# Favorite Beethoven Orchestral Work (no Symphonies)



## bz3 (Oct 15, 2015)

Like the title says. Most people would likely choose a symphony and I'd rather hear what concerto, overture, etc. you like best. Include your favorite recording of such if it pleases you.


----------



## DiesIraeCX (Jul 21, 2014)

1. Missa Solemnis
2. Piano Concerto No. 4
3. Fidelio
4. Egmont Overture
5. Violin Concerto
- Piano Concerto No. 5 "Emperor", Coriolan Overture, Consecration of the House Overture


----------



## KenOC (Mar 7, 2011)

What DiesIrae said, but add in the Leonore No. 3 and a few others.


----------



## Guest (Dec 15, 2015)

I have many of the same ones as Dies, but maybe in a slightly different order.

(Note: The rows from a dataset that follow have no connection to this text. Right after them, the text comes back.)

PR #988, opened 2021-06-18
Optimize DB access in AccessTokenAdmin

knaperek:
## Description of the Change

This is needed to avoid 2 extra DB queries per each line in the list view, so that is usually +200 unnecessary queries.

## Checklist

- [ ] unit-test added
- [ ] documentation updated

### DIFF
--- a/AUTHORS
+++ b/AUTHORS
@@ -36,6 +36,7 @@ Jerome Leclanche
 Jim Graham
 Jonas Nygaard Pedersen
 Jonathan Steffan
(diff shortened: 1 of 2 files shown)


knaperek:
CHANGELOG is not updated as this is not a user relevant change. I marked that tickbox as having that step completed, that is, updated CHANGELOG in case of a user relevant change; which it wasn't, so this is a no-op :-)

auvipy:
ok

The Missa Solemnis is monumental. I think, though, that I like Egmont and Coriolan slightly better than the concertos, but they follow on. So:

1. Missa Solemnis - Klemperer/Philharmonia on EMI
2. Egmont - Fricsay/Berlin on DG paired with 9th Symphony
3. Coriolan - Karajan/Berlin on DG paired with 9th Symphony
4. Piano Concertos nos. 4 & 5 - Kempff/Leitner/Berlin on DG or Sudbin/Vanska/Minnesota on BIS
5. Violin Concerto - Heifetz/Munch/Boston on RCA
6. Fidelio - Klemperer on EMI


----------



## Pugg (Aug 8, 2014)

*Piano concerto *3/ Serkin/Bernstein
*Piano concerto 5*/ Radu Lupu
*Egmond* Complete / Szell
*Violin concerto* / Chung.
*Triple concerto */ Karajan (EMI recording


----------



## Weston (Jul 11, 2008)

Piano Concerto No. 5
Missa Solemnis
Violin concerto (arranged as a piano concerto)

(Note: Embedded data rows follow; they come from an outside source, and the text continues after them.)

PR #1012, opened 2021-09-15
Not existing tokens should return 200 within introspection (not 403)

ZuSe:
Compare with https://datatracker.ietf.org/doc/html/rfc7662

Fixes #

## Checklist

- [x] unit-test added
- [ ] documentation updated

### DIFF
--- a/AUTHORS
+++ b/AUTHORS
@@ -47,6 +47,7 @@ Michael Howitz
 Paul Dekkers
 Paul Oswald
 Pavel Tvrdík
+Patrick Palacin
 Peter Carnesciali
 Petr Dlouhý
 Rodney Richardson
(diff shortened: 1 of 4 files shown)


auvipy (approved):

auvipy (dismissed):
you need to update the tests as well

n2ygk (changes requested):
Thanks for this. It looks right but needs the tests fixed. Also, you indicated that CHANGELOG was updated, AUTHORS, etc. but I don't see where you've done that.

The tests looks pretty easy to fix: 
```
  E       AssertionError: 200 != 401
```

Please let me know if you can get to this soon as I'm targeting this for the next minor release.

n2ygk:
I've updated the checklist to indicate correct status of this PR.

n2ygk (approved):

No particular performance preferences


----------



## Biwa (Aug 3, 2015)

Consecration of the House overture op.124
Otto Klemperer


----------



## SixFootScowl (Oct 17, 2011)

Fidelio
Choral Fantasy
Egmont (complete)
Missa Solemnis


Does Choral Fantasy count as orchestral?


----------



## DavidA (Dec 14, 2012)

No paeticular order

Piano concerto 4 Kempff / van Kempen
Violin concerto Heifetz / Munch
Missa Solemnis Karajan
Piano concerto 1 Serkin / Ormandy
Choral Fantasy Serkin / Bernstein


----------



## brotagonist (Jul 11, 2013)

I'll second the Triple and Violin Concertos.
Also, the last three Piano Concertos are essential.


----------



## Art Rock (Nov 28, 2009)

Violin concerto, followed by piano concertos 3 and 4. I quite dislike the triple concerto.

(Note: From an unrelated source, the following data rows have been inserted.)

PR #1014, opened 2021-09-24
Update tutorial_03.rst to use arrays instead of tuples in the settings.py file

sdwoodbury:
`AUTHENTICATION_BACKENDS` and `MIDDLEWARE` should be arrays, not tuples. Using tuples seems to work, but everything else in the settings.py file is an array.

Fixes #

## Checklist

- [ ] unit-test added
- [ ] documentation updated


auvipy (approved):
list not array.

I also have the violin concerto in transcriptions as piano concerto (meh), guitar concerto (ok) and clarinet concerto (love it).


----------



## nightscape (Jun 22, 2013)

I'll be boring and just reiterate some well-known favorites of mine.

Piano Concerto No. 3
Coriolan Overture
Triple Concerto
Violin Concerto
Missa Solemnis


----------



## NickW (Dec 6, 2015)

Piano Concerto #2
Piano Concerto in E Flat
Egmont Overture

Needless to say I love the other piano works but these are the ones I've been listening to recently. Egmont is a new one on me, and I love it very much!


----------



## Guest (Dec 15, 2015)

MIssa Solemnis - Giulini
Fidelio - Klemperer
Violin concerto Kyung-Wha Chung
Triple concerto Karajan Richter-Oistrach-Rostropovich
Choral Fantasy


----------



## Xaltotun (Sep 3, 2010)

I choose the same works as everyone else! Interesting to see so much unanimosity here. In addition, I like his C major mass.


----------



## SixFootScowl (Oct 17, 2011)

Xaltotun said:


> In addition, I like his C major mass.


I thought about adding that to my list. Glad you mentioned it.


----------



## Haydn man (Jan 25, 2014)

Piano Concerto No.5
Violin Concerto
These are the 2 stand out works for me


----------



## GioCar (Oct 30, 2013)

In my mind Leonore No. 3 is somehow the quintessential of Beethoven's orchestral music.


----------



## SixFootScowl (Oct 17, 2011)

GioCar said:


> In my mind Leonore No. 3 is somehow the quintessential of Beethoven's orchestral music.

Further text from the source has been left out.